37. The method of claim 35, wherein the active agent is administered intramuscularly.

38. The method of claim 35, wherein the active agent is administered intranasally or intrapulmonary.

39. The method of claim 35, wherein the dose is greater than 3mg/kg.

40. The method of claim 35, wherein the dose is greater than 10mg/kg.

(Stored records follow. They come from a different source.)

PR #498, opened 2026-08-16
Optimize ASB record encoding

korotkov-aerospike:
## Summary

This PR replaces the production ASB record encoder with a faster append-based implementation and switches `EncodeToken` to a reused `[]byte` API. The previous `bytes.Buffer` encoder is kept in `internal/legacy_encoder` only for byte-parity tests and side-by-side benchmarks.

### Why

Record encoding is on the backup hot path. The old encoder layered many `bytes.Buffer.Write` helpers. The new encoder builds each record with a flat `[]byte` append chain, single-pass escaping, namespace/set line caching, and precomputed generation / bin-count / never-expire lines.

#### 1. `EncodeToken` API: `*bytes.Buffer` → `[]byte`

```go
EncodeToken(token *models.Token, dst []byte) ([]byte, error)
```

Callers reuse a backing slice:

```go
buf = buf[:0]
buf, err = encoder.EncodeToken(token, buf)
```

Updated call sites: `token_writers.go`, `handler_backup.go`, tests, and `mocks/Encoder_mock.go`.

#### 2. Production encoder in `encode.go`

- Flat append chain instead of nested buffer writes
- Single-pass escaping via `appendEscapedDirect`
- Namespace/set `recentLine` cache for sequential records
- Precomputed generation, bin-count, and `+ t 0` lines

UDF, SIndex, and file headers use the same append path.

#### 3. `internal/legacy_encoder` for verification

Not used in production. Parity tests: `TestRecordEncoderMatchesLegacy`, `TestEncodeTokenRecordMatchesLegacy`. Comparison bench: `BenchmarkRecordEncoderWorkloads`.

```sh
go test -bench=BenchmarkRecordEncoderWorkloads -benchmem -run=^$ ./io/encoding/asb/internal/legacy_encoder
go test -bench=BenchmarkEncodeRecord -benchmem -run=^$ ./io/encoding/asb ./io/encoding/asb/internal/legacy_encoder
```

### Benchmarks (Apple M-series, darwin/arm64, `-count=3`, warm reused buffer)

All implementations: **0 B/op, 0 allocs/op**.

`BenchmarkRecordEncoderWorkloads` (median of 3):

| Workload | Legacy | EncodeToken | Speedup |
| --- | ---: | ---: | ---: |
| small_scalar | 248 ns/op | 110 ns/op | **2.3×** |
| escaped_metadata | 284 ns/op | 126 ns/op | **2.3×** |
| long_escaped_names | 336 ns/op | 175 ns/op | **1.9×** |
| medium_all_types | 1041 ns/op | 599 ns/op | **1.7×** |
| medium_all_types_compact | 977 ns/op | 552 ns/op | **1.8×** |
| many_int_bins | 2388 ns/op | 1380 ns/op | **1.7×** |
| large_compact_64k | 1014 ns/op | 952 ns/op | **1.1×** |
| large_base64_64k | 5255 ns/op | 5116 ns/op | **1.03×** |

`BenchmarkEncodeRecord` (same mixed 10-bin record, including a 1 KiB blob):

| Implementation | ns/op | allocs |
| --- | ---: | ---: |
| Legacy (`bytes.Buffer`) | ~916–975 | 0 |
| New (`EncodeToken`) | ~502–512 | 0 |

`BenchmarkEncodeTokenManySets` (256 rotating set names, cache misses): **128 ns/op, 0 B/op, 0 allocs/op**.

Large base64 payloads stay encode-bound; metadata-heavy records see the largest win.

### Review follow-up

- `TestEncodeTokenManySets` encodes 128 distinct sets on one encoder and matches a fresh encoder
- `TestEncodeTokenReusedBufferDoesNotGrowUnbounded` encodes 2048 records into one slice; capacity stays under 4 KiB
- Memory: `-benchmem` reports 0 allocations on the hot path when the caller reuses `dst`

### Risks / notes

- Multi-bin map iteration order is still non-deterministic (parity tests sort bin lines)
- Namespace/set cache is per-encoder and updates when the value changes
- Partial output on error is preserved (`TestRecordEncoderPreservesPartialOutputOnError`)

## Test plan

- [x] `gci write . && golangci-lint run ./io/encoding/asb/...`
- [x] `go test ./io/encoding/asb/... -count=1`
- [x] Legacy vs new parity tests
- [x] Local benchmarks: `BenchmarkRecordEncoderWorkloads`, `BenchmarkEncodeRecord`
- [ ] Integration tests (live Aerospike)


filkeith:
It is not good to name the PR with another task BKRS-271 is about path traversal in storage operations

io/encoding/asb/encode.go
```diff
@@ -105,821 +116,418 @@ func (e *Encoder[T]) headerVersion(isRecords bool) string {
...
+	dst = append(dst, globalSection...)
+	dst = append(dst, space...)
+
+	if sindex.Expression != "" {
+		dst = append(dst, globalSIndexExpression...)
+	} else {
+		dst = append(dst, globalSIndex...)
+	}
+
+	dst = append(dst, space...)
```
filkeith, line 509: I'm afraid that this ammount of appends will make GC crazy

io/encoding/asb/encode.go
```diff
@@ -27,11 +27,26 @@ import (
...
+	}
+}
+
 // Encoder contains logic for encoding backup data into the .asb format.
 // This is a stateful object that must be created for every backup operation.
 type Encoder[T models.TokenConstraint] struct {
-	config *EncoderConfig
-
+	config           *EncoderConfig
+	recordNamespace  recentLine
```
filkeith, line 53: namespace is already 1 for backup, we can't backup 2 namespaces at once

filkeith (changes requested):
need to do more tests with a bunch of different sets, also measure memory consumption

io/encoding/asb/encode.go
korotkov-aerospike: no, it's all the same []byte.
It will be allocated for the first record, then it will reuse same buffer over and over

io/encoding/asb/encode.go
korotkov-aerospike: ok, then we will have no cache misses. But I would keep it for the correctness.

io/encoding/asb/encode.go
korotkov-aerospike: check the benchmark. We have 0 allocations.

filkeith (approved):
lgtm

41. The method of claim 35, wherein the dose is greater than 20mg/kg.

42. The method of claim 35, wherein the dose is less than 10mg/kg and the active agent is administered without co-administration of a mast cell degranulation inhibitor or an antihistamine.

43. The method of claim 35, wherein the dose is greater than 10mg/kg and the active agent is administered.

44. The method of claim 35, wherein the subject has or is at risk of a disease selected from stroke, cerebral ischemia, central nervous system trauma, pain, anxiety, epilepsy, subarachnoid hemorrhage, alzheimer's disease, or parkinson's disease.